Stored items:
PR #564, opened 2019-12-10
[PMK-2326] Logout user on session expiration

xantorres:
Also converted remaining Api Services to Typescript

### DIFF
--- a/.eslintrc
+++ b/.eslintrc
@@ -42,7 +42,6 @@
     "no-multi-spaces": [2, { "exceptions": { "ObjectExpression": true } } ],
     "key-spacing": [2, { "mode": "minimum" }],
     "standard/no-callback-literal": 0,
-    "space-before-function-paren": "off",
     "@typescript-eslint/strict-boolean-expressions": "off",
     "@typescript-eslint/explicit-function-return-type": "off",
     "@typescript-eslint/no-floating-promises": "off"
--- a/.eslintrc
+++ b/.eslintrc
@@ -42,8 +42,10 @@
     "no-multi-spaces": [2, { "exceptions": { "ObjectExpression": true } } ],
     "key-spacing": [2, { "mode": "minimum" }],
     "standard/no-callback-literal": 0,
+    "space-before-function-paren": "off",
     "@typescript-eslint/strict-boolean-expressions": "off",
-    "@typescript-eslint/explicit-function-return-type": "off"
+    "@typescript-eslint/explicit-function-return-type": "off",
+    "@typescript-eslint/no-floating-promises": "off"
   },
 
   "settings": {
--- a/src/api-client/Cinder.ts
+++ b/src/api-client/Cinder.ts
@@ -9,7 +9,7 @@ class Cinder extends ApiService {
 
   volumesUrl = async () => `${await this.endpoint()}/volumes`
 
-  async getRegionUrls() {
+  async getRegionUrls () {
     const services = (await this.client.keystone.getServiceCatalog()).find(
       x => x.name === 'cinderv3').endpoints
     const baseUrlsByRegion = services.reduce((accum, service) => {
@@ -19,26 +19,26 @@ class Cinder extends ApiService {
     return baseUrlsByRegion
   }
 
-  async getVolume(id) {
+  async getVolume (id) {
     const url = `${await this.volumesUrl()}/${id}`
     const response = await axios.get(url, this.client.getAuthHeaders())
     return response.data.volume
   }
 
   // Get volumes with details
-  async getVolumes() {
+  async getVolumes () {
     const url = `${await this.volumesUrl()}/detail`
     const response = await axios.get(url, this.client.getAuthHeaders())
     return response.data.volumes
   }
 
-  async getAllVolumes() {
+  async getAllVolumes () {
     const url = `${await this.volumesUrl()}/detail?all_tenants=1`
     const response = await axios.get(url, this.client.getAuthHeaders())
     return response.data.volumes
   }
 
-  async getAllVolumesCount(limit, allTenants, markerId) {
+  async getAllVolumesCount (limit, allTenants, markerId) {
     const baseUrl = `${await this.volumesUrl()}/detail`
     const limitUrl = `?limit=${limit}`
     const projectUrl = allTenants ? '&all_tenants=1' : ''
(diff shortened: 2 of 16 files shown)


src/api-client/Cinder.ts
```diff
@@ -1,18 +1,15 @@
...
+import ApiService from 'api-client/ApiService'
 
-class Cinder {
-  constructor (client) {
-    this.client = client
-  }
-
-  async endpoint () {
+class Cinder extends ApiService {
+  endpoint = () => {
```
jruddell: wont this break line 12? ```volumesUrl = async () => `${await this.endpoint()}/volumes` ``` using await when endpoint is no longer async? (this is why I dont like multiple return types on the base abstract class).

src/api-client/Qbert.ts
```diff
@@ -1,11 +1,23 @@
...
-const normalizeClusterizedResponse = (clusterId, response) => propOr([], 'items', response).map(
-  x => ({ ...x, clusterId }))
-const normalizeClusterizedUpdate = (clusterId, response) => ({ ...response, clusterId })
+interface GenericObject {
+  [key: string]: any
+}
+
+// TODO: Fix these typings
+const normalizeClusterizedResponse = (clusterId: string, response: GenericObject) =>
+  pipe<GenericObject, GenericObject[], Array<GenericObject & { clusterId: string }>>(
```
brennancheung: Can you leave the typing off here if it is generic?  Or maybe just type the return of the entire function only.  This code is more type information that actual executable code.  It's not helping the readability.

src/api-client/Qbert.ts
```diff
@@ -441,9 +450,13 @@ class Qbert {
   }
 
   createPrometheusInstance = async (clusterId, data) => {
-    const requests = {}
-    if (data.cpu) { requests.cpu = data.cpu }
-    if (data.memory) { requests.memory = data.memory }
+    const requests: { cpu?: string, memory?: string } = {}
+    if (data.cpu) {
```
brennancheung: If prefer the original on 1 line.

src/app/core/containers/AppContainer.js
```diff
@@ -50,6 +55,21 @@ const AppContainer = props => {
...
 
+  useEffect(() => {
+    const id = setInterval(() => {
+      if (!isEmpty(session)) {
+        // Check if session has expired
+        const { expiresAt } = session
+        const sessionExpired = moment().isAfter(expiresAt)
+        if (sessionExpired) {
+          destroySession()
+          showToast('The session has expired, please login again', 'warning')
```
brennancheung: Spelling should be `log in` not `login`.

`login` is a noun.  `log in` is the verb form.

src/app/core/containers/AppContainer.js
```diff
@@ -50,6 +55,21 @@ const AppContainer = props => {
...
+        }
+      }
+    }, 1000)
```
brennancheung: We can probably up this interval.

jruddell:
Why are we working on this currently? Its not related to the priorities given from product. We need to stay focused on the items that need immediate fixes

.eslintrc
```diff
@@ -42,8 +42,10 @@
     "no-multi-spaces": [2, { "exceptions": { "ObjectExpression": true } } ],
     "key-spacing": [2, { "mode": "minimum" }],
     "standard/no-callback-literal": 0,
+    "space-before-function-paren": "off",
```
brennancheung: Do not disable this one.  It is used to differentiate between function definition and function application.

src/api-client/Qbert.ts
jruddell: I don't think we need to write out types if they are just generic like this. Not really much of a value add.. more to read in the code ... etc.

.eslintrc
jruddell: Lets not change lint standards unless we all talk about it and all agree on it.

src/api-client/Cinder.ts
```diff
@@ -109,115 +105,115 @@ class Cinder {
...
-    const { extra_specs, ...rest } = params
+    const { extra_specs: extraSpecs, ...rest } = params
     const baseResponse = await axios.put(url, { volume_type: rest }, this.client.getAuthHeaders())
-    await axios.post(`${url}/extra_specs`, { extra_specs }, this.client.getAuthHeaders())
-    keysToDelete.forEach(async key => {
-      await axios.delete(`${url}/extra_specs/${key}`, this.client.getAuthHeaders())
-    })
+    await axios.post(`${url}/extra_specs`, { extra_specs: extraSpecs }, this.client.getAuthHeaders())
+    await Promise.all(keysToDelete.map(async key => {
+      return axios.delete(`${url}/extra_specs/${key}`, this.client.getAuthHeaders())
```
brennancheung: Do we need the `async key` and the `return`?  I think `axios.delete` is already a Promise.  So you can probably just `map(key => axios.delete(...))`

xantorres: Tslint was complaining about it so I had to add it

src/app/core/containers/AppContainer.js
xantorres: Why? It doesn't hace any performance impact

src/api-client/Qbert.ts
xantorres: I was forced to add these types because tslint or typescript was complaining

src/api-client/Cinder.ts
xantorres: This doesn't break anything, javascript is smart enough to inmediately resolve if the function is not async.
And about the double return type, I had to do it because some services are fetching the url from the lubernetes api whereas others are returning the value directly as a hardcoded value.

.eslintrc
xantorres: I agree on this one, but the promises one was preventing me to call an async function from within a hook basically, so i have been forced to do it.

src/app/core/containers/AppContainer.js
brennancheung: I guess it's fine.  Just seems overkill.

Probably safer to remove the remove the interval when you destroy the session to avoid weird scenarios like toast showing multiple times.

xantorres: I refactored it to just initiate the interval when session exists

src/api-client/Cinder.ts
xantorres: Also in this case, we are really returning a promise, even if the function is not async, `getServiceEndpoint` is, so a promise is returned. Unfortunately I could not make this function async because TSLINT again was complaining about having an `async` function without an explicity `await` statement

--

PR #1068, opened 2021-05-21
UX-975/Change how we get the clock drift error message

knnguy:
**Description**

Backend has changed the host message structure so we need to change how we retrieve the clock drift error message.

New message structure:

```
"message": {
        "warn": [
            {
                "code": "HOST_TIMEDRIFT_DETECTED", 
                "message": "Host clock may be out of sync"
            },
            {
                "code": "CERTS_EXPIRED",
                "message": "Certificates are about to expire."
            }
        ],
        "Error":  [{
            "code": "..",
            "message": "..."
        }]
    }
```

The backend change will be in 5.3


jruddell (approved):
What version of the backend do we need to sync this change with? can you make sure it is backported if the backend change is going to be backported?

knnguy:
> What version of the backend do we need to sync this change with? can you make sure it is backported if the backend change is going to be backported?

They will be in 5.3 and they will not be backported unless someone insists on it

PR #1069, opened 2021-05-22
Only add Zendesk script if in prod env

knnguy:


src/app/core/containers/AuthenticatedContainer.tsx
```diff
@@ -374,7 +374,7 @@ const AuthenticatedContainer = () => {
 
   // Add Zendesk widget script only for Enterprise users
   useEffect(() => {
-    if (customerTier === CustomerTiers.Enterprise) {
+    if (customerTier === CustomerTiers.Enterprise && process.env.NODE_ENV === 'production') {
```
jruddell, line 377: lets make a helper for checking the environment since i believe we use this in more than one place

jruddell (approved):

---

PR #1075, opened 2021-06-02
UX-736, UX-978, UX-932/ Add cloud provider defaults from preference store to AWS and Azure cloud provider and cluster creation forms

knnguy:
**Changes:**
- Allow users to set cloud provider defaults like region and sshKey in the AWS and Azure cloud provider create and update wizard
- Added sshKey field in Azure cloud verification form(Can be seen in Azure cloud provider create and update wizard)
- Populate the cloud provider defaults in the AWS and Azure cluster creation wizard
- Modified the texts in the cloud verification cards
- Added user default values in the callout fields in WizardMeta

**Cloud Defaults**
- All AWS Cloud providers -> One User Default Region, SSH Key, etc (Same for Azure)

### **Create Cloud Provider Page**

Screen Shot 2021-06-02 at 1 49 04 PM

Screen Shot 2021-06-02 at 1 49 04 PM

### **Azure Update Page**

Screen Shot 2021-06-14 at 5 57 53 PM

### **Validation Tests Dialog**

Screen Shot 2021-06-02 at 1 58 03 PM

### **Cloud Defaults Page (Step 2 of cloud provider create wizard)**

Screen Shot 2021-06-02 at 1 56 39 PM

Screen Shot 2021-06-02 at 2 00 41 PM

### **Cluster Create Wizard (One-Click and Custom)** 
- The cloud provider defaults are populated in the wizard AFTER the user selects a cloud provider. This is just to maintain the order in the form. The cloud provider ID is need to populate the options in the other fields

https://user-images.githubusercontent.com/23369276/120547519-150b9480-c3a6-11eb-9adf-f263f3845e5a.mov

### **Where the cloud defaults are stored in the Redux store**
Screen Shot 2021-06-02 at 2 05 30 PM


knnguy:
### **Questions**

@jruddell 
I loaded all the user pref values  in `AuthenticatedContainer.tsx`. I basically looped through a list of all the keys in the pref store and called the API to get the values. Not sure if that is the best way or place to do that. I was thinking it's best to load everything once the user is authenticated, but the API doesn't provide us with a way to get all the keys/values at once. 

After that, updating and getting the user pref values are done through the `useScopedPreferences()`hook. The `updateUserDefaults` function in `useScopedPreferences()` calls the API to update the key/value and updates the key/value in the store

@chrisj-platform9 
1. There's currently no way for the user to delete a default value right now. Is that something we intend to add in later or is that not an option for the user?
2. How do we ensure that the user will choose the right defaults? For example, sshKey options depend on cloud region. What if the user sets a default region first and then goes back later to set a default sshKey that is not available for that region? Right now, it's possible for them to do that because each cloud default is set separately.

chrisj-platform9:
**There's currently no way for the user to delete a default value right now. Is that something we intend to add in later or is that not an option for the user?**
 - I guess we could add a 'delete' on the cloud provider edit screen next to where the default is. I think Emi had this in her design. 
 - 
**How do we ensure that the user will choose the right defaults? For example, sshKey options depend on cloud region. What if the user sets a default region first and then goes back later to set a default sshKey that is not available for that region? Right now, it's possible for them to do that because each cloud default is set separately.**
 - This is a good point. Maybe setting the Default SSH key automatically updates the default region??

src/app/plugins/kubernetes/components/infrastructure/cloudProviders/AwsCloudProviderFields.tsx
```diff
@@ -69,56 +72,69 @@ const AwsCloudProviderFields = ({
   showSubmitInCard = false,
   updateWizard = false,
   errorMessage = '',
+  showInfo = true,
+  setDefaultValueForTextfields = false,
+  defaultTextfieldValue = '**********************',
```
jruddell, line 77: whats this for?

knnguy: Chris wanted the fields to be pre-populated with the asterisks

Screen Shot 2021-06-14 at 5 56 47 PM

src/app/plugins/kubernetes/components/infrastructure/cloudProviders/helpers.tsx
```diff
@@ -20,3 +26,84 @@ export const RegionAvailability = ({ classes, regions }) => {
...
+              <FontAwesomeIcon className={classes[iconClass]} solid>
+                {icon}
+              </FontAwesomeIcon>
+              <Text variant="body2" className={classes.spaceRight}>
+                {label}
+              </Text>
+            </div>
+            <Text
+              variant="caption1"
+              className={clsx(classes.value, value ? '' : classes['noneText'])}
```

## [ACTIVITY]
Which lines of the data contain the string "available"? Copy each one.

## [RESULT OF THE EXERCISE]
2. How do we ensure that the user will choose the right defaults? For example, sshKey options depend on cloud region. What if the user sets a default region first and then goes back later to set a default sshKey that is not available for that region? Right now, it's possible for them to do that because each cloud default is set separately.
**How do we ensure that the user will choose the right defaults? For example, sshKey options depend on cloud region. What if the user sets a default region first and then goes back later to set a default sshKey that is not available for that region? Right now, it's possible for them to do that because each cloud default is set separately.**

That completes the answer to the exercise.